From hispanophobia to hispanophilia: travel writing, tourism and politics in late 19th- and early 20th-century New Mexico

Title: From hispanophobia to hispanophilia: travel writing, tourism and politics in late 19th- and early 20th-century New Mexico
Author: Zazula, Piotr
Source document: Brno studies in English. 2014, vol. 40, iss. 2, pp. [123]-146
Extent
[123]-146
  • ISSN
    0524-6881 (print)
    1805-0867 (online)
Type: Article
Language
License: Not specified license
 

Notice: These citations are automatically created and might not follow citation rules properly.

Abstract(s)
At the turn of the 19th and 20th centuries New Mexico's Hispanic intellectual elites, supported by Anglo-American enthusiasts of the Southwest's Spanish colonial past, launched a cultural campaign postulating the existence of New Mexico's "Castilian" nation, separate from the Mexican people south of the Rio Grande and free of local Pueblo Indian cultural infiltration. The campaign overlapped with the efforts of local politicians attempting to attain statehood status for the Territory of New Mexico. Applying Benedict Anderson's and Ernest Gellner's theories of collective identity-building and nations as "imagined communities," the paper points out to a similar nation-building pattern at work in late 19th-century New Mexico. In a broader context, in the case of the New World's Spanish-speaking nations the same identity-building mechanism can be seen operating in otherwise highly divergent national ideologies. Thus, contrary to their early 19th-century Latin American predecessors who attempted to construct interracial identities, New Mexican Hispanists consistently relied on the trope of "purity" in their descriptions of the racial characteristics, the language, and the folklore of Hispanic New Mexicans. The concept of racial purity resonated well with the fear of miscegenation, prevalent among American Congressmen ever since the US annexation of New Mexico.
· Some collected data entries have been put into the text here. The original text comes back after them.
PR #8829, opened 2022-05-06
Fix a compile error

maskit:
The error was introduced by #8716. Probably need to be backported to 9.2.x.

```
Making all in cache
  CXX      CacheWrite.o
CacheWrite.cc:293:95: error: format specifies type 'long' but the argument has type 'long long' [-Werror,-Wformat]
    DDebug("cache_evac", "dir_evac_bucket out of bounds, skipping evacuate: %ld(%d), %d, %d", bucket, evacuate_size,
                                                                            ~~~               ^~~~~~
                                                                            %lld
```


bneradt (approved):

zwoop:
Cherry-picked to v9.2.x

PR #8830, opened 2022-05-06
Change ip-allow debug tag to ip_allow.

ywkaras:


ywkaras:
This change is to prepare for https://github.com/apache/trafficserver/pull/8830 , which required debug tags in HttpSM to be valid suffixes of C/C++ identifiers.

maskit:
I'm fine with making this change on 10.0, but have a little concern on backporting it to 9.x. Although it's just a debug tag name change, I think it's technically an incompatible change. I personally don't mind, but thought it's better to make a consensus.

I found  several other tag names that don't follow the new rule. I guess those have to be changed as well when we use the new debug interface. If we are going to change ip-allow we should probably change the others.

Here's the incomplete list:
- log-file
- log-filter-compare
- log-agg
- log-logbuffer
- log-config
- log-config-transfer
- log-api-mutex
- Trie::Insert

ywkaras:
We would have to backport this if we want to backport #8830 .  The question we must consider is if there will be further changes to HttpSM.cc that will be backported to 9.x .  I'm worried about difficult merge conflicts, if we must backport changes to HttpSM.cc that follow #8830 , if #8830 is not backported.

SolidWallOfCode (approved):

The very same concept, however, in a long run spelled out the demise of New Mexicans' "Castilian" identity, unable as it was to cope with the demographic and cultural changes in the area, resultant from a steady influx of Mexican immigrants. It seems that the Southwest's Hispanics' emphasis on their Spanishness is being replaced these days by their celebration of mestizaje and the resultant Chicano identity. The current trend, the paper argues, is not a foregone conclusion, however, and, in fact, could have been avoided had New Mexico's Hispanists shifted their semiotic emphasis from "Spanishness" understood along narrowly ethnic lines to hispanidad conceived solely in cultural terms.